Part I: Monday, 2018 June 4, 12:00--1 PM (+ 30 minutes Q&A)
Part II: Tuesday, 2018 June 5, 12:00--1 PM (+ 30 minutes Q&A)
Part III: Wednesday, 2018 June 6, 12:00--1 PM (+ 30 minutes Q&A)

Instructor:
Professor Tamara Broderick
Email:

Description and Materials

Part I: Variational Bayes: Foundations

[Slides for Part I]
Abstract: Bayesian methods exhibit a number of desirable properties for modern data analysis---including (1) coherent quantification of uncertainty, (2) a modular modeling framework able to capture complex phenomena, (3) the ability to incorporate prior information from an expert source, and (4) interpretability. In practice, though, Bayesian inference necessitates approximation of a high-dimensional integral, and some traditional algorithms for this purpose can be slow---notably at data scales of current interest. The tutorial will cover modern tools for fast, approximate Bayesian inference at scale. One increasingly popular framework is provided by "variational Bayes" (VB), which formulates Bayesian inference as an optimization problem. We will examine key benefits and pitfalls of using VB in practice, with a focus on the widespread "mean-field variational Bayes" (MFVB) subtype. We will highlight properties that anyone working with VB, from the data analyst to the theoretician, should be aware of.

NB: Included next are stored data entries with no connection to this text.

PR #16586, opened 2024-06-22
Add Help! label to Menu Item

### LINKED ISSUE #13485: Help! Links must have discernible text

jaygilmore:
Added Help! label to the Help Menu Item that was previously represented by the just an icon.

This was to fix for #13485

### What does it do?
Provides accessible label for the Help button in the header #13485 

### Why is it needed?
The current link has no link text and no value for screen readers

### How to test
This may require a build and or rerunning setup. 

### Related issue(s)/PR(s)
Should resolve #13485 by adding aria-label and corresponding text via lexicon to the `a` of the Help button in the header.

### DIFF
--- a/_build/data/transport.core.menus.php
+++ b/_build/data/transport.core.menus.php
@@ -511,7 +511,7 @@ $userNavMenus[2]= $xpdo->newObject(modMenu::class);
 $userNavMenus[2]->fromArray([
   'menuindex' => 8,
   'text' => 'about',
-  'description' => '',
+  'description' => 'about_desc',
   'parent' => 'usernav',
   'permissions' => 'help',
   'action' => 'help',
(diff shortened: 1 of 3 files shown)


jaygilmore:
I don't know if this needs the refactoring due to the PSR level errors as I just followed the code pattern of the original file. Can do if required.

Part II: Covariances, robustness, and variational Bayes

[Slides for Part II]
Abstract: In Bayesian analysis, the posterior follows from the data and a choice of a prior and a likelihood. These choices may be somewhat subjective and reasonably vary over some range. Thus, we wish to measure the sensitivity of posterior estimates to variation in these choices. While the field of robust Bayes has been formed to address this problem, its tools are not commonly used in practice. We demonstrate that variational Bayes (VB) techniques are readily amenable to fast robustness analysis. Since VB casts posterior inference as an optimization problem, its methodology is built on the ability to calculate derivatives of posterior quantities with respect to model parameters. We use this insight to develop local prior robustness measures for mean-field variational Bayes (MFVB), a particularly popular form of VB due to its fast runtime on large data sets. A potential problem with MFVB is that it has a well-known major failing: it can severely underestimate uncertainty and provides no information about covariance. We generalize linear response methods from statistical physics to deliver accurate uncertainty estimates for MFVB---both for individual variables and coherently across variables. We call our method linear response variational Bayes (LRVB).

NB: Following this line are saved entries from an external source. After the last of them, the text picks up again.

PR #16587, opened 2024-06-24
Make authority a unique index on modUserGroupRole

opengeek:
### What does it do?
Adds a unique index to the modUserGroupRole.authority field.

### Why is it needed?
modUserGroupRole records are linked to ACLs via the authority value, so those MUST be unique or referential integrity is lost.

### How to test
Run the transport build, execute the setup, and verify that after adding a modUserGroupRole record with a non-unique authority value, the upgrade stops with a failure describing what you need to do in order to resolve the situation before re-running the setup. After removing the non-unique record, verify that setup then runs successfully and a unique index is added to the authority column.

### Related issue(s)/PR(s)
This is related to and should be adopted along with #16568 — see discussion on that PR.


modxcommunity:

https://community.modx.com/t/access-denied-for-users-after-upgrading-from-modx-3-0-6-to-3-1-0-using-upgrade-add-on/8632/6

Part III: Automated Scalable Bayesian Inference via Data Summarization

[Slides for Part III]
Abstract: The use of Bayesian methods in large-scale data settings is attractive because of the rich hierarchical relationships, uncertainty quantification, and prior specification these methods provide. Many standard Bayesian inference algorithms are often computationally expensive, however, so their direct application to large datasets can be difficult or infeasible. Other standard algorithms sacrifice accuracy in the pursuit of scalability. We take a new approach. Namely, we leverage the insight that data often exhibit approximate redundancies to instead obtain a weighted subset of the data (called a "coreset") that is much smaller than the original dataset. We can then use this small coreset in existing Bayesian inference algorithms without modification. We provide theoretical guarantees on the size and approximation quality of the coreset. In particular, we show that our method provides geometric decay in posterior approximation error as a function of coreset size. We validate on both synthetic and real datasets, demonstrating that our method reduces posterior approximation error by orders of magnitude relative to uniform random subsampling.

Prerequisites

Basic familiarity with Bayesian data analysis and its goals. Be familiar with the following concepts: priors, likelihoods, posteriors, Bayes Theorem, and conjugacy (for discrete and continuous distributions).